Good news comes in threes as RTW Venture jumps 9.4% in December

Two successful clinical trials and a takeover of one portfolio company by AstraZeneca brought a difficult 2022 to a happy conclusion leaving RTW managers cautiously optimistic.

RTW Venture (RTW ) believes the storm is passing in the heavily sold-off biotech sector after a string of positive market reactions to clinical trials lifted the life sciences fund by 9.4% in December.

The biggest boost for the £220m Guernsey investment company came from Prometheus Biosciences. Shares in the Nasdaq-listed inflammatory disease specialist soared 225% after the company reported good phase two data for its antibody therapy. This pole vaulted the stock from fourth to top place in the portfolio, where it accounts for just over 15% of assets. 

Avidity Biosciences moved up from sixth to fifth place at 4.2% of net asset value (NAV) after its shares jumped 90%. This followed a successful phase one trial proving the concept of its antibody-siRNA therapy for myotonic dystrophy, a genetic condition that causes progressive muscle weakness and wasting.

The new year continued the good news flow with UK pharma giant AstraZeneca (AZN) agreeing to buy CinCor, a cardiovascular specialist, at a whopping 206% premium. Its shares, in which RTW had a 1.8% weighting, leapt 144%.

All three companies sat in RTW’s core public portfolio which represents 46.3% of NAV. Many of these started as private companies, where the fund is still a big investor, allocating nearly a quarter of assets. The remaining 30% is in other publicly traded healthcare stocks. These non-core positions are held instead of cash and are designed to be sold quickly when more exciting opportunities become available.

Managing director Woody Stileman (pictured below) said valuations in RTW’s small and medium-sized company hunting grounds were at record lows, with one-third of these sub-$10bn companies trading at a discount to the net cash on their balance sheets and two-thirds valued at just 2x cash.

Stileman took heart from the market’s positive reaction to the spate of good news which he said was a complete reversal of the second quarter last year when share prices fell, whatever progress a company was making. 

 

‘The market was shying away from companies that were releasing good data earlier in the year because it knew they would have to come to the market and raise capital and there were concerns about the provision of capital for the sector.
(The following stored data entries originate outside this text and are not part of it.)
PR #328, opened 2016-04-28
fix(content_type): Add the option to check on subject the required st…

ioanpocol:
…atus of custom fields like category

### DIFF
--- a/apps/validate/validate.py
+++ b/apps/validate/validate.py
@@ -16,10 +16,34 @@ from superdesk.metadata.item import ITEM_TYPE
 logger = logging.getLogger(__name__)
 
 
+def check_json(doc, field, value):
+    if isinstance(doc, dict):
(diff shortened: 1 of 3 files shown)


apps/validate/validate.py
```diff
@@ -16,11 +16,35 @@
...
+    else:
+        return False
+
+
 class SchemaValidator(cerberus.Validator):
     def _validate_type_picture(self, field, value):
         """Allow type picture in schema."""
         pass
 
+    def _validate_mandatory_in_list(self, mandatory, field, value):
```
petrjasek: this won't be triggered when using `validator.validate` right? so how it should be used?

ioanpocol: I added the behave tests to be more clear how is used

petrjasek:
:+1:

PR #330, opened 2016-04-29
fix(ingest): raise specific error when generating token fails

petrjasek:
and ignore schedule when running ingest update via manage.py

SD-4434

### DIFF
--- a/apps/io/feeding_services/reuters.py
+++ b/apps/io/feeding_services/reuters.py
@@ -56,12 +56,8 @@ class ReutersHTTPFeedingService(HTTPFeedingService):
             provider_config = {}
             provider['config'] = provider_config
 
-        if 'url' not in provider_config:
-            provider_config['url'] = 'http://rmb.reuters.com/rmd/rest/xml'
-
-        if 'auth_url' not in provider_config:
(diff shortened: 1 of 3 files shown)


superdesk/io/commands/update_ingest.py
```diff
@@ -188,14 +188,14 @@ class UpdateIngest(superdesk.Command):
...
-            if not is_closed(provider) and is_service_and_parser_registered(provider) and is_scheduled(provider):
+            if not is_closed(provider) and is_service_and_parser_registered(provider):
                 kwargs = {
                     'provider': provider,
                     'rule_set': get_provider_rule_set(provider),
                     'routing_scheme': get_provider_routing_scheme(provider)
                 }
 
-                update_provider.apply_async(expires=get_task_ttl(provider), kwargs=kwargs)
+                update_provider(**kwargs)
```
ioanpocol: This will serialize all ingest providers updates for a single celery worker

petrjasek: it's not the celery task, but the command you can run via `python manage.py`

mdhaman: It will serialize all ingest providers.

petrjasek: right, reverted this

PR #336, opened 2016-05-03
fix(templates): Desk templates should not check for existing name com…

ioanpocol:
…pared to personal templates (SD-4105)


akintolga:
:+1:

mdhaman:
:+1:

PR #342, opened 2016-05-04
(fix)Fixing the prepopulate data for spellchecking and template name to be unique

mdhaman:
@ioanpocol had to change the code so that template name is unique (case insensitive).
Also, depending on the order of the keys in the payload, the behave test "Validate unique name on desk template" used to fail.
i.e. in case of error, if `is_public` field is validated first then response from the server is
```
_issues": {"template_name": "Template Name is not unique"}
```
else the response is:
```
_issues": {"template_name": ["Template Name is not unique", "Template Name is not unique"]}
```

### DIFF
--- a/apps/prepopulate/app_prepopulate_data.json
+++ b/apps/prepopulate/app_prepopulate_data.json
@@ -41,7 +41,7 @@
                     "type" : "bool",
                     "enabled" : true
                 },
-                "spellcheck:status" : {
+                "spellchecker:status" : {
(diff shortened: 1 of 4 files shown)


petrjasek:
:+1:

akintolga:
:+1:

mdhaman:
@ioanpocol  can you please review?

mugurrus:
:+1:

PR #345, opened 2016-05-05
fix(email-parser) - Preserve desk fix and field rename

akintolga:
- Desk name search is made case-insensitive
- Field urgency is renamed to News Value


mdhaman:
:+1:

PR #347, opened 2016-05-09
[SD-4457] - Resending a broadcast story to digital subscribers

akintolga:


apps/publish/enqueue/enqueue_service.py
```diff
@@ -231,6 +231,9 @@ def resend(self, doc, subscribers):
             self._resend_to_subscribers(doc, wire_subscribers, subscriber_codes)
 
         if len(digital_subscribers) > 0:
+            if is_genre(doc, BROADCAST_GENRE):
+                raise SuperdeskApiError.badRequestError('Only wire subscribers can receive broadcast stories!')
```
petrjasek: just not sure it should raise an error, because it might still send it to those wire subscribers. but not sure how a warning status code would look like

akintolga: That's true. Maybe it would be better if I check this condition before sending anything.

akintolga:
Moved the validation logic to `resend.py` module  `_validate_subscribers` function

petrjasek:
:+1:

petrjasek:
sorry closed by mistake

mdhaman:
:+1:

PR #352, opened 2016-05-12
new endpoint to create renditions

vied12:


apps/picture_renditions.py
```diff
@@ -0,0 +1,50 @@
+
+import superdesk
+
+from flask import current_app as app
+from superdesk.media.renditions import generate_renditions, get_renditions_spec
+
+
+def get_file(rendition, item):
+    if item.get('fetch_endpoint'):
```
mugurrus: Some docstrings would be nice

mugurrus:
Some behave tests for the endpoint would be nice to have, otherwise OK :+1:

vied12:
Just added comments and tests

petrjasek:
:+1:

PR #354, opened 2016-05-12
feat(profile): add updated_by to content profile

petrjasek:
and set it automatically when creating/updating a profile

SD-3872


mugurrus:
:+1:

mdhaman:
:+1:

PR #355, opened 2016-05-12
fix(highlights): After export highlights, the generated text content …

ioanpocol:
…item will be deleted on close item(SD-3798)


mugurrus:
:+1:

petrjasek:
:+1:

PR #357, opened 2016-05-13
feat(mail): Add support to use email servers without authentication

ioanpocol:
This PR is from Anca / liveblog. Is not affecting and existent deployment.


petrjasek:
:+1:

Now, good news is leading to good share price outcomes,’ he said.

‘All of these things lead us to believe that we’re in the early innings of a recovery and that’s backed up by the fact that large-cap biopharma was up last year.’

In the second quarter of last year, mergers and acquisitions (an indicator of the health of the sector) had its best quarter since 2018, with 15-20% of the small and medium-sized company market receiving or reported to have received bids over the summer.

The pickup in M&A levels can be put down to the US Inflation Reduction Act of August last year. Its drug pricing component starts in 2026 at the same time as large pharmaceutical companies will see a number of big drug patents expire. To plug the gap in their revenues, they will have to buy smaller drug developers, ‘which leads us to a slightly more positive outlook,’ Stileman said.

Last year, the US Food and Drug Administration (FDA) approved 39 drugs, a decline on the 50 the regulator passed in 2021. However, 13 of those, the highest portion ever, Stileman said, were the type of innovative medicines or gene therapies that RTW focuses on.

‘Despite the headline FDA approvals being lower year-on-year, and that’s probably because they’re still suffering from a Covid hangover, within that the innovation component was significantly higher and that for us is encouraging,’ he explained.

RTW is not introducing gearing, or borrowing, to back up its more positive outlook, largely because the sector was ‘volatile enough’ and returns over the years have been ‘more than enough for us not to have to consider gearing to augment them,’ said Stileman.

RTW has had a wild ride since floating in October 2019. From their $1 listing, shares in the specialist closed-end fund peaked at $2.44 in February 2021 before crashing to a low of $1.01 last summer. They have recovered to $1.29 but trail at a 22% discount to Numis Securities’ estimate of $1.65 NAV per share, which analyst Gavin Trodd said offered an interesting opportunity.